What to produce >> Go through the data underneath and copy every line exactly.

Extracted information >>
PR #1252, opened 2021-08-09
Add a new "core execution" interface for simplified sandbox <> sandboxee communication

lewish:
This continues to simplify the steps required to compile a Dataform project in a sandbox and make it easier to add new compiler wrappers.

Main compilation is a setting and won't be used by default as it may change again before we release it.

The new flow for a sandbox wrapper to compile a project:

- Register and use the compiler function provided by `require("@dataform/core").compiler` for compiling SQLX files
- Generate a list of all files within the project directory and add it to the `CompileConfig`.
- Generate a  base64 encoded `MainConfig` and invoke `require("@dataform/core").main` with it
- Parse the returned base64 encoded `MainResult` proto

MainConfig and MainResult allows for additional actions other than `compile` to be added through the same code path, relying purely on protos to pass through the args and the response, with a future `build` command in mind.

Listing all file paths reduces interdependent logic between the compiler wrapper and the compilee code, so we can e.g support compilation of SQLX includes in the future without further compiler wrapper changes, or support other directory types or paths other than `definitions` and `includes`.

Next steps: Push two things that currently happen during compiler wrapper compilation into the versioned dataform/core code:
- Merging of project config overrides with the dataform.json file
- Validation of the project configuration
https://github.com/dataform-co/dataform/blob/master/api/commands/compile.ts#L43


core/session.ts
```diff
@@ -434,13 +433,13 @@ export class Session {
...
 
+    utils.throwIfInvalid(compiledGraph, dataform.CompiledGraph.verify);
     return compiledGraph;
   }
 
   public compileToBase64() {
     const compiledGraph = this.compile();
-    utils.throwIfInvalid(compiledGraph, dataform.CompiledGraph.verify);
-    return encode(dataform.CompiledGraph, compiledGraph);
+    return encode64(dataform.CompiledGraph, compiledGraph);
```
BenBirt, line 442: `return encode64(dataform.CompiledGraph, this.compile());`

BenBirt (commented):
Looks good, but can we discuss the naming of "main"? I realise it seems nitty, but it seems very abstract / hard to talk about / communicate, and I'm wondering if we can do better?

lewish:
> Looks good, but can we discuss the naming of "main"? I realise it seems nitty, but it seems very abstract / hard to talk about / communicate, and I'm wondering if we can do better?

Renamed CoreExecutionConfig and CoreExecutionResult as discussed, left the method as "main".

BenBirt (approved):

Output of the task >>
PR #1252, opened 2021-08-09
Add a new "core execution" interface for simplified sandbox <> sandboxee communication

lewish:
This continues to simplify the steps required to compile a Dataform project in a sandbox and make it easier to add new compiler wrappers.

Main compilation is a setting and won't be used by default as it may change again before we release it.

The new flow for a sandbox wrapper to compile a project:

- Register and use the compiler function provided by `require("@dataform/core").compiler` for compiling SQLX files
- Generate a list of all files within the project directory and add it to the `CompileConfig`.
- Generate a  base64 encoded `MainConfig` and invoke `require("@dataform/core").main` with it
- Parse the returned base64 encoded `MainResult` proto

MainConfig and MainResult allows for additional actions other than `compile` to be added through the same code path, relying purely on protos to pass through the args and the response, with a future `build` command in mind.

Listing all file paths reduces interdependent logic between the compiler wrapper and the compilee code, so we can e.g support compilation of SQLX includes in the future without further compiler wrapper changes, or support other directory types or paths other than `definitions` and `includes`.

Next steps: Push two things that currently happen during compiler wrapper compilation into the versioned dataform/core code:
- Merging of project config overrides with the dataform.json file
- Validation of the project configuration
https://github.com/dataform-co/dataform/blob/master/api/commands/compile.ts#L43


core/session.ts
```diff
@@ -434,13 +433,13 @@ export class Session {
...
 
+    utils.throwIfInvalid(compiledGraph, dataform.CompiledGraph.verify);
     return compiledGraph;
   }
 
   public compileToBase64() {
     const compiledGraph = this.compile();
-    utils.throwIfInvalid(compiledGraph, dataform.CompiledGraph.verify);
-    return encode(dataform.CompiledGraph, compiledGraph);
+    return encode64(dataform.CompiledGraph, compiledGraph);
```
BenBirt, line 442: `return encode64(dataform.CompiledGraph, this.compile());`

BenBirt (commented):
Looks good, but can we discuss the naming of "main"? I realise it seems nitty, but it seems very abstract / hard to talk about / communicate, and I'm wondering if we can do better?

lewish:
> Looks good, but can we discuss the naming of "main"? I realise it seems nitty, but it seems very abstract / hard to talk about / communicate, and I'm wondering if we can do better?

Renamed CoreExecutionConfig and CoreExecutionResult as discussed, left the method as "main".

BenBirt (approved):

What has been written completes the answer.